(Entries provided):
□ □ □
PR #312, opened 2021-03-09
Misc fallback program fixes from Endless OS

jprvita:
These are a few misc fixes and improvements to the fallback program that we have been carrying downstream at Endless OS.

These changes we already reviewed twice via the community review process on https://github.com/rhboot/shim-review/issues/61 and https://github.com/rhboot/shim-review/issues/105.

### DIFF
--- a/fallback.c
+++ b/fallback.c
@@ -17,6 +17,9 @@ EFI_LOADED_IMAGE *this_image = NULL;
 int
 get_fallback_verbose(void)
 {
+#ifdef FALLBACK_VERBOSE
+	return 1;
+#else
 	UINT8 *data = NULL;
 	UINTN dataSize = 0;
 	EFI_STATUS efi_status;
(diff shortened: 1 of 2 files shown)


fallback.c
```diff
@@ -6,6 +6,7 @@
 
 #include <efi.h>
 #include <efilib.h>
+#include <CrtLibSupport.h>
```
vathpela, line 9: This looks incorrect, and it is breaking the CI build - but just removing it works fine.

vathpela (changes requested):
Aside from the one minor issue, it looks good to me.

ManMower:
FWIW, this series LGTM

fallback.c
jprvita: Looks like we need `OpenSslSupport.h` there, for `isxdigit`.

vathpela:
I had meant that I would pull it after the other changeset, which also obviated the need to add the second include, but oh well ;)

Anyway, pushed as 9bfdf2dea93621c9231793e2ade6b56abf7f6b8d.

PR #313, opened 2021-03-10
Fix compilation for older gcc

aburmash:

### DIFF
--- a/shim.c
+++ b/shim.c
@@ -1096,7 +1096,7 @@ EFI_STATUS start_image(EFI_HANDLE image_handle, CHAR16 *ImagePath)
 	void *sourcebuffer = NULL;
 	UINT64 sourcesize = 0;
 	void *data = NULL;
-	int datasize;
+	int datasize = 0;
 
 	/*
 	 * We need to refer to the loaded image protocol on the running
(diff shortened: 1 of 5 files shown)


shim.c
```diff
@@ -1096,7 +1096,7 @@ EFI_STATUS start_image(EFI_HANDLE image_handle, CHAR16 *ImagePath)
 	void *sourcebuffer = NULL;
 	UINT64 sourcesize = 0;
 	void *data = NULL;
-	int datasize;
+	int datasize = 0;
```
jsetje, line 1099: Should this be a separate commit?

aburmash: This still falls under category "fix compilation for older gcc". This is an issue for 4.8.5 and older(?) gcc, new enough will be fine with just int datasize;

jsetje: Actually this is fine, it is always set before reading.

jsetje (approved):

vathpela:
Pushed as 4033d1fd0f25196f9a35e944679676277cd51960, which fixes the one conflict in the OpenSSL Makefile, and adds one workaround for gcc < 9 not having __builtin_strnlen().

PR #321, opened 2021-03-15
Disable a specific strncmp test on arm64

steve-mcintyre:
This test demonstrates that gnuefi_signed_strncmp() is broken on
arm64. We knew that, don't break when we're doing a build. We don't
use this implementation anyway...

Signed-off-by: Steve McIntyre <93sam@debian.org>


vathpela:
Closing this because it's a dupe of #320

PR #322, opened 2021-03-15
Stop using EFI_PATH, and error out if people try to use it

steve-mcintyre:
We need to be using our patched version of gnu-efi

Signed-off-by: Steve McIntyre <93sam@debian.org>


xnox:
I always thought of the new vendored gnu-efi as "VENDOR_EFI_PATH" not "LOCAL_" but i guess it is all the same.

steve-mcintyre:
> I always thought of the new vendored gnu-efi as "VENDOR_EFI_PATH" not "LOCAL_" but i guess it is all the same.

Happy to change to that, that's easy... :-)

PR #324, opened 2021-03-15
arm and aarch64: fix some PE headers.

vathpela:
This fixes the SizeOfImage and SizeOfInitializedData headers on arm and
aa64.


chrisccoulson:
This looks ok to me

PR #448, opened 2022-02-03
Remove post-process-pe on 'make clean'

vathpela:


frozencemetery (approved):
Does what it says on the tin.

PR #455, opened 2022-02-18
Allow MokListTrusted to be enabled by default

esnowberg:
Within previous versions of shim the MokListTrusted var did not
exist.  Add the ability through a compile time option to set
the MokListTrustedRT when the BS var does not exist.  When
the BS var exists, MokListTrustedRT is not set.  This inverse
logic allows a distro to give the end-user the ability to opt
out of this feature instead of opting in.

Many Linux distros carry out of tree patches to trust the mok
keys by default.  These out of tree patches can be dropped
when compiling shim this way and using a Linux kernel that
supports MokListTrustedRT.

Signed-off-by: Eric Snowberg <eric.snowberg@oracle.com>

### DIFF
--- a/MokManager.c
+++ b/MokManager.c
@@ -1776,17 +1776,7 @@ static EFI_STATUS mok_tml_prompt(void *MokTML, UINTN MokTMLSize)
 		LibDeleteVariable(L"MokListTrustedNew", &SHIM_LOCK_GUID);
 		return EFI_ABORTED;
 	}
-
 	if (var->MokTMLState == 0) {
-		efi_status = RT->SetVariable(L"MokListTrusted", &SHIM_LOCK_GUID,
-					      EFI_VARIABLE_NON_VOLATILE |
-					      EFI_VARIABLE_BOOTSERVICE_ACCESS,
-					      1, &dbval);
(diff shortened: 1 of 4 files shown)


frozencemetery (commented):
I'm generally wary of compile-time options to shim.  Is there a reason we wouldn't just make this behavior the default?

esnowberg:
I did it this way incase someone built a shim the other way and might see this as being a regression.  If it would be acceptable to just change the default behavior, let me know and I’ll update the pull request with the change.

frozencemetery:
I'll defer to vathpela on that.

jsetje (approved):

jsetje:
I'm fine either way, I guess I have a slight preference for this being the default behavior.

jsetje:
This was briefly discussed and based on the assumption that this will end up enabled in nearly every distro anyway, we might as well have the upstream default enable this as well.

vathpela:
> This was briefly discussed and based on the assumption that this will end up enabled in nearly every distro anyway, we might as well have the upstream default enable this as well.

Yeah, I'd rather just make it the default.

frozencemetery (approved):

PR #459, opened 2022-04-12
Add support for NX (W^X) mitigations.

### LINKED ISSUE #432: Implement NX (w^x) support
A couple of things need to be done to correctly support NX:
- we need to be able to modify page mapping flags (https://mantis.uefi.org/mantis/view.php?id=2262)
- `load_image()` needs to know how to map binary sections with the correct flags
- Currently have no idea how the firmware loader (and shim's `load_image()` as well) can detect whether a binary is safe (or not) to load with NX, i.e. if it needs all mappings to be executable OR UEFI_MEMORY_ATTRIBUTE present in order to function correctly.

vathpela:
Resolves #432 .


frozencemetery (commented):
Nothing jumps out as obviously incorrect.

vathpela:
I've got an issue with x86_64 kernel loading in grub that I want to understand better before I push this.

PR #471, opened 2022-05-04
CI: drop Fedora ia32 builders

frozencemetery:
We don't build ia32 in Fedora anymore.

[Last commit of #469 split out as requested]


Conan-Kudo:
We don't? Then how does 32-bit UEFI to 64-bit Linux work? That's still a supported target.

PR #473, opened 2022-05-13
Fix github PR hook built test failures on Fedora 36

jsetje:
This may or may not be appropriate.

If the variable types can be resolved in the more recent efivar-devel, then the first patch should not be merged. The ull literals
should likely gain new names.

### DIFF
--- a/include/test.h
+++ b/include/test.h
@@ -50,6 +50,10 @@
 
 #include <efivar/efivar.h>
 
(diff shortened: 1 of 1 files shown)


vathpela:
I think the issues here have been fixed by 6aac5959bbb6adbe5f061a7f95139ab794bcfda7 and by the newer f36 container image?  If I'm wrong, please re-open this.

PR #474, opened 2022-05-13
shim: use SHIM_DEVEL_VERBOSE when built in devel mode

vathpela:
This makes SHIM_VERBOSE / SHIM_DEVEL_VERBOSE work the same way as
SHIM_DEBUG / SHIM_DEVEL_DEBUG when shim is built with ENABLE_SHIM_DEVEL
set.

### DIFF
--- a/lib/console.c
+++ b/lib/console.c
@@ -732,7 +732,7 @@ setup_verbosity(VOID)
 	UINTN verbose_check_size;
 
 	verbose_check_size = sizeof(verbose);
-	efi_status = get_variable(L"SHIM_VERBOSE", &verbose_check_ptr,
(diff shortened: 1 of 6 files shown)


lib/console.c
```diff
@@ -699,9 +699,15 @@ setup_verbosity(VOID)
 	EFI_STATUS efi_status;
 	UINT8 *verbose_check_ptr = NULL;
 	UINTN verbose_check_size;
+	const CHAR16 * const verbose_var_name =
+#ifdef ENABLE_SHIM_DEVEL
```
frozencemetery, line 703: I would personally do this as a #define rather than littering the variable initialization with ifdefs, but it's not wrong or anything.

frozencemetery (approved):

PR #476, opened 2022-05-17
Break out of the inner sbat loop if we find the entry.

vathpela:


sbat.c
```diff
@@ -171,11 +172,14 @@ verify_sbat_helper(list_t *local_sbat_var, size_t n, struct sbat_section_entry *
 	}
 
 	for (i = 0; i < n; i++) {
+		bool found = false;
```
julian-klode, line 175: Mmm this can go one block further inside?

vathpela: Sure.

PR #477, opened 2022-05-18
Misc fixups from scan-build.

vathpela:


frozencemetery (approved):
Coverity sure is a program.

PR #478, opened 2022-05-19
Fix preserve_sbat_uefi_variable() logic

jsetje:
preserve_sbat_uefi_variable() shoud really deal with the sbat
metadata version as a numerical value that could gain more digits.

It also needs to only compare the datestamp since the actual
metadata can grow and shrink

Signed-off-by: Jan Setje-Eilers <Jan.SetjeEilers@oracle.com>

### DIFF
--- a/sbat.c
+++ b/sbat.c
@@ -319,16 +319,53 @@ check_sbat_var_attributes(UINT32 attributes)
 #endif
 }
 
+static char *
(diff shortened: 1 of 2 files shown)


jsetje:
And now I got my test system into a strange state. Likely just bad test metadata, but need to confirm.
□ □ □
(Exercise description): Only the number is needed: please work out how many lines in the data contain the string "every".

(Result): 2